Dezenas de manifestantes reuniram-se em Manhattan, para protestar contra a guerra no Irão, acusando o Presidente norte-americano, Donald Trump, de lançar mais uma ofensiva contra uma nação estrangeira para distrair os eleitores do escândalo sexual de Jeffrey Epstein.
“Os iranianos não querem ser bombardeados, independentemente do que ouvirem dizer na Televisão. Trump só lançou este ataque porque quer criar uma distração do caso Epstein”, dizia, ao microfone, um dos oradores do protesto, identificando-se como de “origem árabe”, citado por Lusa.

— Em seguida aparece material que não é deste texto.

Issue #360, opened 2022-03-04
CSV-W output data types not being respected


canwaf:
csvcubed doesn't output observation columns respecting the data_type as set in the info.json (or probably qube-config.json). 

For example, [Sweden at Eurovision](https://github.com/canwaf/csvcubed-docker/tree/master/sweden_at_eurovision) has set the observation column to be int, and the output of the csv-column when `infojson2csvqb` is run comes out as a float (e.g. `1` gets serialised as `1.0`); despite the output of corresponding `metadata.json` file saying the column is an int.

This bug is confirmed in the observation column; however likely also present in literal attribute columns.

You'll need to find where the `data.to_csv(... index=false, ...)` to insert a data_type alignment function before serialising the csv to disk.

This means that csvlint will fail. Example error:

```bash
# docker run -it --rm -v $(pwd):/workspace -w /workspace gsscogs/csvlint csvlint -s sweden-at-eurovision.csv-metadata.json
.!!!!!!!!!!!!!!!!!!!!!!!!!!!!!!!!!!!!!!!!!!!!!!!!!.!!!!!!!!!.!!!!!!!!!!!!!!!!!!!!!!!!!!!!!!!!!!!!!!!!!!!!!!!!!!.!!!!!!!!!.!!!!!!!!!!!!!!!!!!!!!!!!!!!!!!!!!!!!!!!!!!!!!!!!!!!!!!!!!!!!.!
/workspace/sweden-at-eurovision.csv is INVALID
1. invalid_int. Row: 2,7. 4.0
2. invalid_int. Row: 3,7. 9.0
3. invalid_int. Row: 4,7. 10.0
4. invalid_int. Row: 5,7. 14.0
5. invalid_int. Row: 6,7. 7.0
6. invalid_int. Row: 7,7. 13.0
7. invalid_int. Row: 8,7. 10.0
8. invalid_int. Row: 9,7. 2.0
9. invalid_int. Row: 10,7. 8.0
10. invalid_int. Row: 11,7. 5.0
11. invalid_int. Row: 12,7. 9.0
```

PR #428, opened 2022-04-13
Issue #360 - Fixing test problems on windows.

robons:
Most of the issues are naturally to do with how we handle paths. We need to start making an extra effort to ensure we're using pathlib in a way which minimises the impact across different platforms.

We should also find a way to add windows platform tests to our release process - perhaps we can use the VM in GCP for now as a manual process but look to move to github actions (which I believe support running stuff on windows) at a later point.

I have *not* been able to run docker tests yet. But it's important to get these fixes in ASAP regardless.


GDonRanasinghe (approved):
This PR looks good to me. No further comments. 

The pipeline seems to have failed for some reason. I've restarted it.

Em vários cartazes erguidos pelos manifestantes podiam encontrar-se referências ao Caso Epstein.
Vários democratas têm acusado os congressistas republicanos e o Departamento de Justiça de encobrirem o facto de o Presidente Donald Trump constar nos ficheiros relacionados com o criminoso sexual Jeffrey Epstein.
O protesto foi convocado pela coligação anti-guerra ‘Answer’, que acusa Donald Trump de ter prometido “trazer paz ao mundo durante a campanha eleitoral”, mas dizem que “não fez nada além de deixar um rasto de devastação em todo o mundo”.
Em Manhattan, o protesto durou cerca de uma hora e decorreu junto ao Columbus Circle, em frente ao Central Park e debaixo de temperaturas negativas.
“Isto nunca foi sobre democracia e direitos humanos, mas sim sobre poder”, acusou igualmente uma das manifestantes, que não se quis identificar.
“Queremos mais educação. Não queremos mais guerras, nem mais ocupação”, entoava a multidão, composta maioritariamente por jovens.
Muitos deles erguiam bandeiras do Irão e da Palestina
As forças norte-americanas sublinharam, contudo, que “as principais operações de combate continuam” e que o “esforço de resposta” permanece em curso.